You point out that OK Go represents a failure in so far as 'modern music publishers' weren't able to use the traditional means in their power to turn OK Go into a platinum seller. I suspect most people listening to the podcast slapped their hands against their foreheads collectively and said "Duh".
Billboard's position - your position, espoused in the podcast quite clearly, and as you're the mouth of Billboard for the purposes of that interview, Billboard's - is that you don't see the point of tracking music that isn't selling.
But music isn't selling, and you don't know why, and one of those reasons is that you haven't got a clue what people are listening to anymore.
NPR's right on the money, on this one. You've chosen to remove one of your eyes, somehow convinced that depth perception is just getting in your way.
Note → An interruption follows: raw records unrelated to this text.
Issue #7390, opened 2026-04-14
[Feature] Overflow Cluster Affinities Scheduling


zhzhuang-zju:
original issue: #7014 
Target release: release-1.18

Tasks:
- [ ] Proposal: https://github.com/karmada-io/karmada/pull/7078 (@zhzhuang-zju )
- [ ] API change: https://github.com/karmada-io/karmada/pull/7386 (@zhzhuang-zju )
- [ ] Scheduler/karmada-controller-manager Change (@zhzhuang-zju )
- [ ] ValidationWebhook: add a webhook for the `(Cluster)PropagationPolicy` resource to restrict that `spec.placement.clusterAffinities[i].overflowAffinities` can only be used together with the inline `ClusterAffinity` and must not be set independently.
- [ ] Necessary E2E tests

RainbowMango:
@zhzhuang-zju Just a reminder, do you need to update the iterated tasks to make sure they are consistent with the final proposal?

zhzhuang-zju:
Thank you for the reminder! Updated

Viscous106:
Hi @zhzhuang-zju, congrats on getting the scheduler change (#7423) and validation webhook (#7430) merged!

I read through the proposal at docs/proposals/scheduling/multi-scheduling-group/overflow-affinities/README.md and the merged scheduler logic. I'd like to take the remaining E2E tests sub-task and cover both scenarios from the test plan:

  - **Scale-out (overflow):** Create a Deployment whose replicas exceed primary-tier capacity and assert that excess replicas overflow tier-by-tier following the declared order in `overflowAffinities`.
  - **Scale-in (contraction):** Start with replicas spread across multiple tiers, scale the Deployment down, and assert that replicas are reclaimed in reverse tier order.

  My plan is to model the new tests after `test/e2e/suites/base/clusteraffinities_test.go` and use cluster-label manipulation (similar to `schedule_priority_test.go`) to make tier capacity deterministic. I'll use `Divided` + `dynamicWeight: AvailableReplicas` per the webhook validation rules.

  I'll hold off on opening a PR until you confirm the scope and approach. Happy to adjust if you'd like a different file layout or additional scenarios.

  cc @RainbowMango

zhzhuang-zju:
Thanks @Viscous106, you can take this task.
Actually, I've also been thinking about how to write this E2E test. Here are some my thoughts, hope they help:
[...]

PR #7423, opened 2026-04-21
feature: overflow cluster affinities

zhzhuang-zju:
**What type of PR is this?**
/kind feature

implement of overflow cluster affinities

Part of #7390

```release-note
`karmada-scheduler`: Extended cluster affinities to support overflow cluster resource pools for hybrid cloud scheduling.
```

### DIFF
--- a/pkg/scheduler/core/common.go
+++ b/pkg/scheduler/core/common.go
@@ -28,11 +28,11 @@ import (
 )
 
 // SelectClusters selects clusters based on the placement and resource binding spec.
-func SelectClusters(clustersScore framework.ClusterScoreList, placement *policyv1alpha1.Placement, spec *workv1alpha2.ResourceBindingSpec) ([]spreadconstraint.ClusterDetailInfo, error) {
+func SelectClusters(clustersScore framework.ClusterScoreList, placement *policyv1alpha1.Placement, spec *workv1alpha2.ResourceBindingSpec, status *workv1alpha2.ResourceBindingStatus) ([]spreadconstraint.ClusterDetailInfo, error) {
 	startTime := time.Now()
 	defer metrics.ScheduleStep(metrics.ScheduleStepSelect, startTime)
 
-	groupClustersInfo := spreadconstraint.GroupClustersWithScore(clustersScore, placement, spec, calAvailableReplicas)
+	groupClustersInfo := spreadconstraint.GroupClustersWithScore(clustersScore, placement, spec, status, calAvailableReplicas)
 	return spreadconstraint.SelectBestClusters(placement, groupClustersInfo, spec.Replicas)
 }
 
@@ -55,18 +55,7 @@ func AssignReplicas(clusters []spreadconstraint.ClusterDetailInfo, spec *workv1a
 	// the deprecation of binding.spec.replicas and binding.spec.ReplicaRequirements. After that, the check should be changed to
 	// len(spec.Components) == 1.
 	if (spec.Replicas > 0 || spec.ReplicaRequirements != nil) && len(spec.Components) <= 1 {
-		state := newAssignState(clusters, spec, status)
-		assignFunc, ok := assignFuncMap[state.strategyType]
-		if !ok {
-			// should never happen at present
-			return nil, fmt.Errorf("unsupported replica scheduling strategy, replicaSchedulingType: %s, replicaDivisionPreference: %s, "+
-				"please try another scheduling strategy", spec.Placement.ReplicaSchedulingType(), spec.Placement.ReplicaScheduling.ReplicaDivisionPreference)
-		}
-		assignResults, err := assignFunc(state)
-		if err != nil {
-			return nil, err
-		}
-		return removeZeroReplicasCluster(assignResults), nil
+		return assignWorkloadReplicas(clusters, spec, status)
 	}
 
 	// For non-workloads (e.g., Service, Config) and multi-component workloads (e.g., FlinkDeployment), propagate to all candidate clusters.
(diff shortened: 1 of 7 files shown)


pkg/scheduler/core/spreadconstraint/group_clusters.go
```diff
@@ -335,13 +340,14 @@ func (info *GroupClustersInfo) calcGroupScore(
...
 
-func (info *GroupClustersInfo) generateClustersInfo(clustersScore framework.ClusterScoreList, rbSpec *workv1alpha2.ResourceBindingSpec) {
+func (info *GroupClustersInfo) generateClustersInfo(clustersScore framework.ClusterScoreList, rbSpec *workv1alpha2.ResourceBindingSpec, rbStatus *workv1alpha2.ResourceBindingStatus) {
 	var clusters []*clusterv1alpha1.Cluster
 	for _, clusterScore := range clustersScore {
 		clusterInfo := ClusterDetailInfo{}
 		clusterInfo.Name = clusterScore.Cluster.Name
 		clusterInfo.Score = clusterScore.Score
 		clusterInfo.Cluster = clusterScore.Cluster
+		clusterInfo.Tier = getClusterTier(clusterScore.Cluster, rbSpec, rbStatus)
```
zhzhuang-zju, line 350: Related comment: https://github.com/karmada-io/karmada/pull/7078#discussion_r3108765991

@RainbowMango It would work to determine the cluster tier in either the `Select` stage or the `Prioritize` stage. In the end, the tier information still needs to be carried in `ClusterDetailInfo` so it can be passed to the `Assign` stage. I compared the two approaches, and the implementation effort is roughly the same.
I chose to implement it in the `Select` stage because the Prioritize stage returns scores from score plugins, and attaching tier information there does not feel semantically appropriate. WDYT?

RainbowMango (commented):
/assign

pkg/scheduler/core/spreadconstraint/group_clusters.go
```diff
@@ -79,6 +80,7 @@ type ZoneInfo struct {
 type ClusterDetailInfo struct {
 	Name  string
 	Score int64
+	Tier  int32
```
RainbowMango:
```suggestion
	// OverflowOrder represents the overflow priority level derived from cluster affinity matching.
	// A value of 0 means the cluster matches the primary ClusterAffinity (no overflow),
	// while higher values (1, 2, ...) correspond to successive OverflowAffinities.
	// A smaller value indicates higher scheduling priority.
	OverflowOrder int32
```
We didn't bring the `tier` concept eventually, so we should not use the name in code to avoid ambiguity.

pkg/scheduler/core/spreadconstraint/group_clusters.go
```diff
@@ -496,3 +502,32 @@ func isTopologyIgnored(placement *policyv1alpha1.Placement) bool {
 
 	return shouldIgnoreSpreadConstraint(placement)
 }
+
+// getClusterTier returns the tier of the cluster. A smaller tier value means the cluster has higher priority.
+func getClusterTier(cluster *clusterv1alpha1.Cluster, bindingSpec *workv1alpha2.ResourceBindingSpec, bindingStatus *workv1alpha2.ResourceBindingStatus) int32 {
```
RainbowMango:
```suggestion
func getClusterOverflowOrder(cluster *clusterv1alpha1.Cluster, bindingSpec *workv1alpha2.ResourceBindingSpec, bindingStatus *workv1alpha2.ResourceBindingStatus) int32 {
```

pkg/scheduler/framework/plugins/clusteraffinity/cluster_affinity.go
```diff
@@ -54,22 +54,32 @@ func (p *ClusterAffinity) Filter(
...
+	var affinities []*policyv1alpha1.ClusterAffinity
 	if bindingSpec.Placement.ClusterAffinity != nil {
-		affinity = bindingSpec.Placement.ClusterAffinity
+		affinities = append(affinities, bindingSpec.Placement.ClusterAffinity)
 	} else {
 		for index, term := range bindingSpec.Placement.ClusterAffinities {
 			if term.AffinityName == bindingStatus.SchedulerObservedAffinityName {
-				affinity = &bindingSpec.Placement.ClusterAffinities[index].ClusterAffinity
+				affinities = append(affinities, &bindingSpec.Placement.ClusterAffinities[index].ClusterAffinity)
+				// For non-workloads (e.g., Service, Config) and multi-component workloads (e.g., FlinkDeployment), will not use the affinities defined within `OverflowAffinities`.
```
RainbowMango: Why do you think non-workloads and multi-component workloads will not use this feature?

pkg/scheduler/core/common.go
```diff
@@ -76,3 +65,75 @@ func AssignReplicas(clusters []spreadconstraint.ClusterDetailInfo, spec *workv1a
 	}
 	return targetClusters, nil
 }
+
+func assignWorkloadReplicas(clusters []spreadconstraint.ClusterDetailInfo, spec *workv1alpha2.ResourceBindingSpec, status *workv1alpha2.ResourceBindingStatus) ([]workv1alpha2.TargetCluster, error) {
+	if supportOverflow(spec) {
```
RainbowMango: Here, we should select the workload with an overflow configuration and ensure this piece of code is used only for those instead of the legacy ones.

pkg/scheduler/framework/plugins/clusteraffinity/cluster_affinity.go
zhzhuang-zju: Simply put, for non-workloads, they will not fully consume the resources of a cluster group.

As for multi-component workloads, I don’t think we need to support overflow scheduling for this type of workload, since we currently only support scheduling them to a single member cluster.

pkg/scheduler/framework/plugins/clusteraffinity/cluster_affinity.go
```diff
@@ -54,22 +54,38 @@ func (p *ClusterAffinity) Filter(
...
 	cluster *clusterv1alpha1.Cluster,
 ) *framework.Result {
-	var affinity *policyv1alpha1.ClusterAffinity
+	var affinities []*policyv1alpha1.ClusterAffinity
 	if bindingSpec.Placement.ClusterAffinity != nil {
-		affinity = bindingSpec.Placement.ClusterAffinity
+		affinities = append(affinities, bindingSpec.Placement.ClusterAffinity)
 	} else {
 		for index, term := range bindingSpec.Placement.ClusterAffinities {
 			if term.AffinityName == bindingStatus.SchedulerObservedAffinityName {
```
RainbowMango:
```golang
		for index, term := range bindingSpec.Placement.ClusterAffinities {
			if term.AffinityName != bindingStatus.SchedulerObservedAffinityName {
				continue
			}

			affinities = append(affinities, &bindingSpec.Placement.ClusterAffinities[index].ClusterAffinity)

			// OverflowAffinities are designed for workloads that require actual compute resources
			// (e.g., CPU, memory) to run replicas. When the primary cluster group lacks capacity,
			// the scheduler overflows to additional cluster groups.
			// Non-workload resources (e.g., Service, ConfigMap) do not consume compute resources,
			// so overflow does not apply to them; they use only the primary cluster group.
			if bindingSpec.IsWorkload() {
				for i := range term.OverflowAffinities {
					affinities = append(affinities, &term.OverflowAffinities[i].ClusterAffinity)
				}
			}
		}
```

zhzhuang-zju: Thanks for the suggestion. I kept the `break` statement to avoid unnecessary subsequent iterations.

RainbowMango: Yeah, it makes sense.

RainbowMango (approved):
/lgtm
/approve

If Billboard's purpose in creating a 'top 100' list of music is to chart what is selling in CD shops, then you're fine and dandy. If the purpose of the top 100 is to find out what a bunch of middle-aged people who are afraid of their laptops wants to go buy, that's great. In response to your comment, I don't know what that top 100 list is actually good for if it doesn't represent music I'd actually be interested in buying - and if I'm not interested in buying it, that's because the music industry is busy pushing the records on your list, the one I could care less about.
Don't accuse TechDirt of skewing your opinion - the tone of the report here was much more even handed than I'd have written up myself on what amounts to corporate myopia on your part.